* [What needs to be done]: Your answer should be a single number, the count of lines in the material with the string "tabs".

* [Given records]:
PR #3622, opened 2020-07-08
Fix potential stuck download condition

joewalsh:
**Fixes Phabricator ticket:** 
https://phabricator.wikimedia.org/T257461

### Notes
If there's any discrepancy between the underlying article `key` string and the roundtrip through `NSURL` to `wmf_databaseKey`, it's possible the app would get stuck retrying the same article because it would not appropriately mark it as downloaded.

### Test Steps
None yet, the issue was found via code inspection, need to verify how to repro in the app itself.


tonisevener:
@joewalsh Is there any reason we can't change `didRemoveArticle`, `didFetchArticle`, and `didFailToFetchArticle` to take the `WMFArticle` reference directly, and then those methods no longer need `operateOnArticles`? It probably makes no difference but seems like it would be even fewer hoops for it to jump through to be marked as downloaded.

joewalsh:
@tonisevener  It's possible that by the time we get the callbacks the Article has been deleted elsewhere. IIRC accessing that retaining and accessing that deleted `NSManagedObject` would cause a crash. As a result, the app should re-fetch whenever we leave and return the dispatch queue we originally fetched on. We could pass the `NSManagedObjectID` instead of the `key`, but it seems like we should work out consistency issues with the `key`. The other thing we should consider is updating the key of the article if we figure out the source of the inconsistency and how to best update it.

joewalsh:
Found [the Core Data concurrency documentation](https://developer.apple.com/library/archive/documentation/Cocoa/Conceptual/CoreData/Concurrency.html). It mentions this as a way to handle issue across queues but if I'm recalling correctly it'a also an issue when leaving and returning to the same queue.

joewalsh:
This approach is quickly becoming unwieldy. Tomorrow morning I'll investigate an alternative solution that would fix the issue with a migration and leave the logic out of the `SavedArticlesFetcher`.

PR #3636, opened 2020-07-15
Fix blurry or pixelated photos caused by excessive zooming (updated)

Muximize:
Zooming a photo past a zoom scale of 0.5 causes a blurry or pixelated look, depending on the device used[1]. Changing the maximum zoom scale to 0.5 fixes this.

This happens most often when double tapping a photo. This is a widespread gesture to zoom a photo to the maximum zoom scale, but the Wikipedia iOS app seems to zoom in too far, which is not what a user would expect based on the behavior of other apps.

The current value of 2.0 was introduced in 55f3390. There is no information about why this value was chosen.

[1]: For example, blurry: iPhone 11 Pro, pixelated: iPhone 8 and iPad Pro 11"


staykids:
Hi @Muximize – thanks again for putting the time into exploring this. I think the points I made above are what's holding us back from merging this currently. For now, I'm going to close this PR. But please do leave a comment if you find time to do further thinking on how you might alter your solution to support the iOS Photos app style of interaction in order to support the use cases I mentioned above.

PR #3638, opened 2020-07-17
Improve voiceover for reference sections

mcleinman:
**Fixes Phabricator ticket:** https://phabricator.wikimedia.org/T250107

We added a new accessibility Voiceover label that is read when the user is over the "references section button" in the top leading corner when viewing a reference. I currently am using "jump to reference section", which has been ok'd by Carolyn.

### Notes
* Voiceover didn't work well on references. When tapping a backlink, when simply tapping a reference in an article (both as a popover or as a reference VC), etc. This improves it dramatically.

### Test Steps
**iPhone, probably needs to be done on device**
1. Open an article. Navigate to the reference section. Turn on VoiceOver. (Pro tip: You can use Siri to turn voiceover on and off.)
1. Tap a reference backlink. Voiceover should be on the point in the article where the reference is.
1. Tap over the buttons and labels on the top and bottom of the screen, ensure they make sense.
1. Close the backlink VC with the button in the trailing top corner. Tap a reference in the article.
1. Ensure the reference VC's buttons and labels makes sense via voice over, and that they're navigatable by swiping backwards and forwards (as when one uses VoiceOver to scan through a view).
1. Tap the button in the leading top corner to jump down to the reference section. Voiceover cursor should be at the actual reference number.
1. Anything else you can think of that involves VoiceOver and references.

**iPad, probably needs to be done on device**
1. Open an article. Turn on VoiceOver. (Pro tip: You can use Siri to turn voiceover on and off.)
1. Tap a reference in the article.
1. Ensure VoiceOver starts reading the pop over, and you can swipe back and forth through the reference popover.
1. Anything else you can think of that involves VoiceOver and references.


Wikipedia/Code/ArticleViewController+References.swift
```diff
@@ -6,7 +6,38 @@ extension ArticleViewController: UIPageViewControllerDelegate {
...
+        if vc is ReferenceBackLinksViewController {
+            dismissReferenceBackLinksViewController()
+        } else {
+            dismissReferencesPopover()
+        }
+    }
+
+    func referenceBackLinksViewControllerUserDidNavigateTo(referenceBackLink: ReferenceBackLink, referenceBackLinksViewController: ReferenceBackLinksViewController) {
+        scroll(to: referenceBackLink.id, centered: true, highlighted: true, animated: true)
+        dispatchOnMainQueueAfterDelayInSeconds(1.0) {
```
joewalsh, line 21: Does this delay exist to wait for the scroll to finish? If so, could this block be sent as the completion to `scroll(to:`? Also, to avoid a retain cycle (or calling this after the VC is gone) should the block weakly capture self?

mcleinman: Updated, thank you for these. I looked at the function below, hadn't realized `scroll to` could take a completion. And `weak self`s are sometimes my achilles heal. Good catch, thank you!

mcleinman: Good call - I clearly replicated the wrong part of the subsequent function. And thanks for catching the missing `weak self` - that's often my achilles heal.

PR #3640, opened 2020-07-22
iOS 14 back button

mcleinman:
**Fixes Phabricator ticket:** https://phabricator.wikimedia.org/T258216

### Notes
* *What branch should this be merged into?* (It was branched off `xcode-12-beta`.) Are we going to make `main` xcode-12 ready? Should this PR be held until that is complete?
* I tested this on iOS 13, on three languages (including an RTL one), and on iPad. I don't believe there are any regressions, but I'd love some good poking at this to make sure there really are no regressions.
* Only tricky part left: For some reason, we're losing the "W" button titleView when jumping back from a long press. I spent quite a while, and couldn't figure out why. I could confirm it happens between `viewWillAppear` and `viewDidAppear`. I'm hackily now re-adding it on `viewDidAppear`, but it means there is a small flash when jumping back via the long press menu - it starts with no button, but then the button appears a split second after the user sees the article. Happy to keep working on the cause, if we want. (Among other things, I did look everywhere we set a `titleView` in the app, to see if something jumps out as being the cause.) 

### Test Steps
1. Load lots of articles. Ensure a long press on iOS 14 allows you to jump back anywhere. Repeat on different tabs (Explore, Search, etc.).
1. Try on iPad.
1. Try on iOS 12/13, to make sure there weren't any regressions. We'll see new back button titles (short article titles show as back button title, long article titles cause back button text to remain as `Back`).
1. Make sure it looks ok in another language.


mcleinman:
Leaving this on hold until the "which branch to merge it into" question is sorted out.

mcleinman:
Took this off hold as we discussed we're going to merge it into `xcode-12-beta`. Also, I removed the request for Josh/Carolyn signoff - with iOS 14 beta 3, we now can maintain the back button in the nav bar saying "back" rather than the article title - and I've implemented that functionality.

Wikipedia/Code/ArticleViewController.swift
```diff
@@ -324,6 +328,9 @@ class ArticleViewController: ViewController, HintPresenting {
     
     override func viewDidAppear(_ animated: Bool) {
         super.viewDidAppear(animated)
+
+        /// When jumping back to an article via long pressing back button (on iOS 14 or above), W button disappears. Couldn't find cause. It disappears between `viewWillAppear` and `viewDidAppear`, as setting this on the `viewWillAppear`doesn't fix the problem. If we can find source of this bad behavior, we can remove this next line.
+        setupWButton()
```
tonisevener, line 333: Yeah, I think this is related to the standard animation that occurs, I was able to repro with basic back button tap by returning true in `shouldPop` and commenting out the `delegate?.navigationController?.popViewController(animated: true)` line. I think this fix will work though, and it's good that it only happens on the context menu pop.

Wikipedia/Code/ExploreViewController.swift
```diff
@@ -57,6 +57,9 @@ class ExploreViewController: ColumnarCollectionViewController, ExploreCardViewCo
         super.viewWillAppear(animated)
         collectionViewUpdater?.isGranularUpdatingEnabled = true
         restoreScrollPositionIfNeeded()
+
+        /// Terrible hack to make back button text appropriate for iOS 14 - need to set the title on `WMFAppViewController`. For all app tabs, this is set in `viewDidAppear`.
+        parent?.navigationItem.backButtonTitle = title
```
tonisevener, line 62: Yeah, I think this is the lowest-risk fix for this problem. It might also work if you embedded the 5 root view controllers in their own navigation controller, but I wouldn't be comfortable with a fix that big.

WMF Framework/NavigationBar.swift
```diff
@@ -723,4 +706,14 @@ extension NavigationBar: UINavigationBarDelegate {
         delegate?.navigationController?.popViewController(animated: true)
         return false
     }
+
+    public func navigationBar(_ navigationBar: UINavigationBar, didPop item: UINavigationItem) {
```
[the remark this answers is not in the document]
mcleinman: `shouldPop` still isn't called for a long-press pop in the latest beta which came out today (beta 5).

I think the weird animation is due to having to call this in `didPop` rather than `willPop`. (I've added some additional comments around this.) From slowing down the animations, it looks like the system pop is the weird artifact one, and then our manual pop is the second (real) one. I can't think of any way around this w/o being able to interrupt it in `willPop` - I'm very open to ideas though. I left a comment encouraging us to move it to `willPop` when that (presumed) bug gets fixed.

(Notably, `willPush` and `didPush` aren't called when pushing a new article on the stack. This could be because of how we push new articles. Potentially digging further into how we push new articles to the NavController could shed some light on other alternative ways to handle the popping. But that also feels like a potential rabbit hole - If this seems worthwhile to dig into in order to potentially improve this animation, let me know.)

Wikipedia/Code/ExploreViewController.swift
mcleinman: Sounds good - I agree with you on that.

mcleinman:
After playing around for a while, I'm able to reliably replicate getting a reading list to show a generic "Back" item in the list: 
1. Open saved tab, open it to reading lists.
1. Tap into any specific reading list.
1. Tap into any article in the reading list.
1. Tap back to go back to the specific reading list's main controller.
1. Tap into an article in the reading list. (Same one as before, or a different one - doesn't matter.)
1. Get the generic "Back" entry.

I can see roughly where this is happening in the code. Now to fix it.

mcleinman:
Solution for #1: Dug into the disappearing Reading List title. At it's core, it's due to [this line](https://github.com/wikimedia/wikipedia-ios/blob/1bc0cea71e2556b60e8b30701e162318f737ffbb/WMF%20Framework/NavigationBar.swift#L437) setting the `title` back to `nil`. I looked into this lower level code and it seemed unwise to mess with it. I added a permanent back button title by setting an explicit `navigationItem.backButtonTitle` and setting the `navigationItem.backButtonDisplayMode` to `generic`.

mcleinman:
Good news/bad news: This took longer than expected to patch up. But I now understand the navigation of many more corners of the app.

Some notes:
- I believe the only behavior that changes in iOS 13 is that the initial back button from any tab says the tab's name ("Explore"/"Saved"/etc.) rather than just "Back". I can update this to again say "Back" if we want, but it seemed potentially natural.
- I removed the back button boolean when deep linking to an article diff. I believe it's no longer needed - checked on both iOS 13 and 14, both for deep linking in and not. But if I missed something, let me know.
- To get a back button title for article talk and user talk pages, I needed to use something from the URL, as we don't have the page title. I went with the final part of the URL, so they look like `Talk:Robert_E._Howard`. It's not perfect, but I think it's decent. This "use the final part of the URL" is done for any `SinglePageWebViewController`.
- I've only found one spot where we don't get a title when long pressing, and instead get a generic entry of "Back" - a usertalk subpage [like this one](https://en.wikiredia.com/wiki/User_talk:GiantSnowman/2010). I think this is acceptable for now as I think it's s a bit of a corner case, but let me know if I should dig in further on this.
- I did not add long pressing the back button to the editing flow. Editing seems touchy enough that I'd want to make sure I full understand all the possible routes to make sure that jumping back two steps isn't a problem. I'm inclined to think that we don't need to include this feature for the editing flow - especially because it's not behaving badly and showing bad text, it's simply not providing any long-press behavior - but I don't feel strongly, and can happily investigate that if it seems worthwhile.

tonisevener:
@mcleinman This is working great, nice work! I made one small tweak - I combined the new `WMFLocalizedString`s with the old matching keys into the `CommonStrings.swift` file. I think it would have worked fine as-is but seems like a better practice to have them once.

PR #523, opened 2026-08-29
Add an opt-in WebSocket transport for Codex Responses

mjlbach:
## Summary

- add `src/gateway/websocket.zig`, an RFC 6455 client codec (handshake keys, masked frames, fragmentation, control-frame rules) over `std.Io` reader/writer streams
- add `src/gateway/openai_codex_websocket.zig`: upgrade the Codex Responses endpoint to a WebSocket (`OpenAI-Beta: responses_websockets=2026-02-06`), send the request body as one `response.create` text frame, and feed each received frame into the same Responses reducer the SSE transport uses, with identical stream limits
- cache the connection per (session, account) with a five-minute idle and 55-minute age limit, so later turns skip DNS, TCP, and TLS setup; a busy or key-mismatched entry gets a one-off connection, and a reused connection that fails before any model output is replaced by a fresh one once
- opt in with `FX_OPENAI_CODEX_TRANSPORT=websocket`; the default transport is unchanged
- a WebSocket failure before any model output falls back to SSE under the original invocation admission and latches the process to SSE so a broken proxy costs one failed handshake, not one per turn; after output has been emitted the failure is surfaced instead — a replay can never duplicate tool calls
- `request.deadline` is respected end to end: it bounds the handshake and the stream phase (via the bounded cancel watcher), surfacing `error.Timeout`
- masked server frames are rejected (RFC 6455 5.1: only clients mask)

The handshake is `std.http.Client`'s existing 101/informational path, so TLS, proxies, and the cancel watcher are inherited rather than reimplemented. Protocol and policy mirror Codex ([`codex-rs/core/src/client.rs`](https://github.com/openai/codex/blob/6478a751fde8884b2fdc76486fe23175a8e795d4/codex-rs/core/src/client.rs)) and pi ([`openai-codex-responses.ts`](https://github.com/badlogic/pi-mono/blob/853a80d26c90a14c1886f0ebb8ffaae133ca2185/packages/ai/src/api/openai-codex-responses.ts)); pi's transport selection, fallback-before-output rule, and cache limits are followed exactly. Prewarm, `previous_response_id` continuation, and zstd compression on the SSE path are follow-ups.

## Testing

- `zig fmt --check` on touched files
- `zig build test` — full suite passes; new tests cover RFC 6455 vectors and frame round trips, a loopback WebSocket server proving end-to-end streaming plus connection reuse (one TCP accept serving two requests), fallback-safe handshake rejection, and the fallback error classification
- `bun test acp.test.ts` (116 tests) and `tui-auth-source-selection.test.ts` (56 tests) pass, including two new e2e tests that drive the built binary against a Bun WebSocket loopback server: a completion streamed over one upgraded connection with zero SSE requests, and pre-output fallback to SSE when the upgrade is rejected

* [Answer space]: 2